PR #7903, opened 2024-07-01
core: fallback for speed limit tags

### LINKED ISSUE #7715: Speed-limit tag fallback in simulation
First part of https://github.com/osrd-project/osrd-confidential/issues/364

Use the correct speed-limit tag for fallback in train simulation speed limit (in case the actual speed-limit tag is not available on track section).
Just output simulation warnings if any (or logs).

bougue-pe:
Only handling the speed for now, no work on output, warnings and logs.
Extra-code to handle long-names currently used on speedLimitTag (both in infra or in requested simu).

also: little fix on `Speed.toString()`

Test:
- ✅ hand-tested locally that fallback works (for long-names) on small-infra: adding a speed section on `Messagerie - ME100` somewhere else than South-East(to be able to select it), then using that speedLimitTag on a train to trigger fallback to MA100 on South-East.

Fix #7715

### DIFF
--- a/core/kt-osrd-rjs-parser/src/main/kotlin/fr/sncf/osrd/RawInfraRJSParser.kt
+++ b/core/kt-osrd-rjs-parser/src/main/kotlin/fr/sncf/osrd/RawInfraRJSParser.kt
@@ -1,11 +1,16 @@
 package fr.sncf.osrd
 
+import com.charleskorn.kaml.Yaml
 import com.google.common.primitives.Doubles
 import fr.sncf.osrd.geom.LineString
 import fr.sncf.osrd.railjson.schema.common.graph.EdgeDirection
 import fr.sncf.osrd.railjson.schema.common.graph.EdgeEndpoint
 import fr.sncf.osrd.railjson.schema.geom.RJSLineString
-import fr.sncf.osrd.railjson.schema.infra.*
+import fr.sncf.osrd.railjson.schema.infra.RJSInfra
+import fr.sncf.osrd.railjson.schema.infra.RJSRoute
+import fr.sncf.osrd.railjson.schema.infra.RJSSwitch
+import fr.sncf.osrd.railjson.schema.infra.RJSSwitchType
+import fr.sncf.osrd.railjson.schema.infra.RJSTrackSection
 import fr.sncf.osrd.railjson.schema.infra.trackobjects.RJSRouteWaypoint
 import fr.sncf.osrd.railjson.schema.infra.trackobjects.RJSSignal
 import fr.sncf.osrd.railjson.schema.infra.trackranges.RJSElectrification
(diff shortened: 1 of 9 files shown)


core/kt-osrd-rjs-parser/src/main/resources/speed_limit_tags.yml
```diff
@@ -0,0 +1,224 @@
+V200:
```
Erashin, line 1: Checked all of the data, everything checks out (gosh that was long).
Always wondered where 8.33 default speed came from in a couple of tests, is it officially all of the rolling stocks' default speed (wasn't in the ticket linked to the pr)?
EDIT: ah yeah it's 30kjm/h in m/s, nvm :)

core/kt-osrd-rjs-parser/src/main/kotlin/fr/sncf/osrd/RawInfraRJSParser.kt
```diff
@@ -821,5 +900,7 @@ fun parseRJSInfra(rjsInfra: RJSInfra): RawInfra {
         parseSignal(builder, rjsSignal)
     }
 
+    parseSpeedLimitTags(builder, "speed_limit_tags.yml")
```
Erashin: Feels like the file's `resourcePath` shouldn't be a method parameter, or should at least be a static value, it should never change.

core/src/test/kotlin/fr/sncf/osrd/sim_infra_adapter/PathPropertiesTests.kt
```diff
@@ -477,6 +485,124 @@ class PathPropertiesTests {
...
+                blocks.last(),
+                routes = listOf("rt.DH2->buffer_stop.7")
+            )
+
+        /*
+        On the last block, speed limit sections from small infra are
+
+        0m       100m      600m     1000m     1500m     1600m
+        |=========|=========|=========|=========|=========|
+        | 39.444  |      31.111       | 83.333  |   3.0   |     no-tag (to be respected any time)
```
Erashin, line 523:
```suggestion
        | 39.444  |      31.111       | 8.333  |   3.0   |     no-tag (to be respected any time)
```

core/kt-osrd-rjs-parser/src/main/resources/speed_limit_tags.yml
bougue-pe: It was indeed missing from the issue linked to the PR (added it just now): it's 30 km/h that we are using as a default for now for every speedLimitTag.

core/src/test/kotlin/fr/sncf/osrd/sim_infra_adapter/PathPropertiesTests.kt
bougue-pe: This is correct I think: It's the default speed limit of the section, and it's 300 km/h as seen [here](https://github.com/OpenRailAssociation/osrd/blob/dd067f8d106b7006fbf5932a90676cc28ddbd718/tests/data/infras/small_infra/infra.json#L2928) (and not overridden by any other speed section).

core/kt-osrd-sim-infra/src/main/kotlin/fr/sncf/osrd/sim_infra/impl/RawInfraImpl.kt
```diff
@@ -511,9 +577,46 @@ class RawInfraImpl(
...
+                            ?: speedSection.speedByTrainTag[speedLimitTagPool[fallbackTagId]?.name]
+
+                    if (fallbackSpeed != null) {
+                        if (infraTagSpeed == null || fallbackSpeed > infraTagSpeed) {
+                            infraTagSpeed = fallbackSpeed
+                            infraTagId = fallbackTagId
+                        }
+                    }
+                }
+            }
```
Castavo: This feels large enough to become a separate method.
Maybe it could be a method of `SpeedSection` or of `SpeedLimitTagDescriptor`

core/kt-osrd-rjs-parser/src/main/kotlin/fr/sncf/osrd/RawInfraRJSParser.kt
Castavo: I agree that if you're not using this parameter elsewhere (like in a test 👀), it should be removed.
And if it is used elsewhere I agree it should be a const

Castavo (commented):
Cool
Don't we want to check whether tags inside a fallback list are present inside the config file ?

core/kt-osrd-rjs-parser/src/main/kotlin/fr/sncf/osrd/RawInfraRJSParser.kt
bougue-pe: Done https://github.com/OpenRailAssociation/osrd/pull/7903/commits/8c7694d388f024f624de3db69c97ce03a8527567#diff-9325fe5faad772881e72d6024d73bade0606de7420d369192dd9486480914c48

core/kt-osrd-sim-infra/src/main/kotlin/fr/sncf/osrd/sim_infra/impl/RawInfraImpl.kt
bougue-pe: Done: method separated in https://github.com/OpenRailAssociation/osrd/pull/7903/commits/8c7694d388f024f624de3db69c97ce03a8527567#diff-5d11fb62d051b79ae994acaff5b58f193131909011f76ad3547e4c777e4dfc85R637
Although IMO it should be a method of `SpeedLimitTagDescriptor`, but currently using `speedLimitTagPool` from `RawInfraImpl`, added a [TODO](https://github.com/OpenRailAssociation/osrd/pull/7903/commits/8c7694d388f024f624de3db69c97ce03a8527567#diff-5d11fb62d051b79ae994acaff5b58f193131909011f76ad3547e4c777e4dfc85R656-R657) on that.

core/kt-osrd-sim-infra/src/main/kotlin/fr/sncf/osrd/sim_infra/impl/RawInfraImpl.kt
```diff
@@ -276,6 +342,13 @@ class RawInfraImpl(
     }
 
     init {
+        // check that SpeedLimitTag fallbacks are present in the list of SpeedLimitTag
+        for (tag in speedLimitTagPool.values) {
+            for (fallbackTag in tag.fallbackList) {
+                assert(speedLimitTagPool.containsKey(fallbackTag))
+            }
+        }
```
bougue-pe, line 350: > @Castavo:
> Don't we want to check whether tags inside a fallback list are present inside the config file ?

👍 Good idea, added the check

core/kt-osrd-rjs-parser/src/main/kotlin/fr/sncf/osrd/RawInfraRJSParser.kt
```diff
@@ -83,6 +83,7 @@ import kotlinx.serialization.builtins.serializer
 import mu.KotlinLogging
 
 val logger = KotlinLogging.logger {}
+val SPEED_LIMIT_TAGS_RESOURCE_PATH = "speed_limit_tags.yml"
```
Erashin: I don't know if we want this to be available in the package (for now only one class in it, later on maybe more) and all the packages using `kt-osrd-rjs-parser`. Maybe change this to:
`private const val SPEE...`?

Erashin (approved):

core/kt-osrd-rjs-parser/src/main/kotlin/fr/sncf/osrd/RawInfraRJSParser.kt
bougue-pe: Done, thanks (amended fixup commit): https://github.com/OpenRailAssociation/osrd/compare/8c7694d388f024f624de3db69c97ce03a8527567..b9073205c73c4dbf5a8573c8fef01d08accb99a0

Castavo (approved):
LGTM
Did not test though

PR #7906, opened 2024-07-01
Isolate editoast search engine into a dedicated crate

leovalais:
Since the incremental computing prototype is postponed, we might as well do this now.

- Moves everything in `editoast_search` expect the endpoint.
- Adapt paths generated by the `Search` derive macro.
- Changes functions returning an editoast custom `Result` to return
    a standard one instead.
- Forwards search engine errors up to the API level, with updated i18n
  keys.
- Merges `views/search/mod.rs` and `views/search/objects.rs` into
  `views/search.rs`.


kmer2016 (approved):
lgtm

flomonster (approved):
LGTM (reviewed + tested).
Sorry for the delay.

· · ·

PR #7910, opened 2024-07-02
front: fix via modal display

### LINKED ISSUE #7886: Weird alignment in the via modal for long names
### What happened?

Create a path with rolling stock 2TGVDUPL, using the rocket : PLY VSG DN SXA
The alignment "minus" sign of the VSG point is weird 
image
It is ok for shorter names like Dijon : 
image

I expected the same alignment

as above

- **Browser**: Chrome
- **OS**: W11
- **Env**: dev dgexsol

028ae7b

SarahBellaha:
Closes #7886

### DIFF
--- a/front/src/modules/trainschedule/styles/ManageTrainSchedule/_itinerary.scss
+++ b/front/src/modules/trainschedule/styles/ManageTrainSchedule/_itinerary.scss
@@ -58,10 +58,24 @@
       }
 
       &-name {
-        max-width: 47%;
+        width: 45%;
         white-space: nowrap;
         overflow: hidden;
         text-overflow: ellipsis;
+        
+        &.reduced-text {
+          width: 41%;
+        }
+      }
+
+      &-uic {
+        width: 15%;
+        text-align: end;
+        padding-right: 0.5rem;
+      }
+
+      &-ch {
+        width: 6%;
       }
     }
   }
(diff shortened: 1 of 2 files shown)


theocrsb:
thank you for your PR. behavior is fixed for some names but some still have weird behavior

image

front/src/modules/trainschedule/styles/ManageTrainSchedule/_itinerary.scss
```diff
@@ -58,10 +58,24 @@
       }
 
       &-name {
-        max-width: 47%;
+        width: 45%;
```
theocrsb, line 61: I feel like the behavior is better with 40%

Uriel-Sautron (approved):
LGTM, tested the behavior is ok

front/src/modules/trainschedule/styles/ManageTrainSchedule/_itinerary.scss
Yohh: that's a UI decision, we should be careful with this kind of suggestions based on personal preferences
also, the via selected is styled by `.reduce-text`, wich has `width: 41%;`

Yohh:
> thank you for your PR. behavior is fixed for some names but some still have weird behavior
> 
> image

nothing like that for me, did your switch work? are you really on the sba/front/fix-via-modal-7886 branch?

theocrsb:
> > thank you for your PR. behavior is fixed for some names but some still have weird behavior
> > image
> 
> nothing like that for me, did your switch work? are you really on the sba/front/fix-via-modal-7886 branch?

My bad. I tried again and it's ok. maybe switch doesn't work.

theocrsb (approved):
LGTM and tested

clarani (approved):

· · ·

● What to produce
Using the entries above, give again exactly the lines from the line holding "Isolate editoast search" through the line holding "Sorry for the delay.". Include both end lines and nothing else.

● Response to the task
Isolate editoast search engine into a dedicated crate

leovalais:
Since the incremental computing prototype is postponed, we might as well do this now.

- Moves everything in `editoast_search` expect the endpoint.
- Adapt paths generated by the `Search` derive macro.
- Changes functions returning an editoast custom `Result` to return
    a standard one instead.
- Forwards search engine errors up to the API level, with updated i18n
  keys.
- Merges `views/search/mod.rs` and `views/search/objects.rs` into
  `views/search.rs`.


kmer2016 (approved):
lgtm

flomonster (approved):
LGTM (reviewed + tested).
Sorry for the delay.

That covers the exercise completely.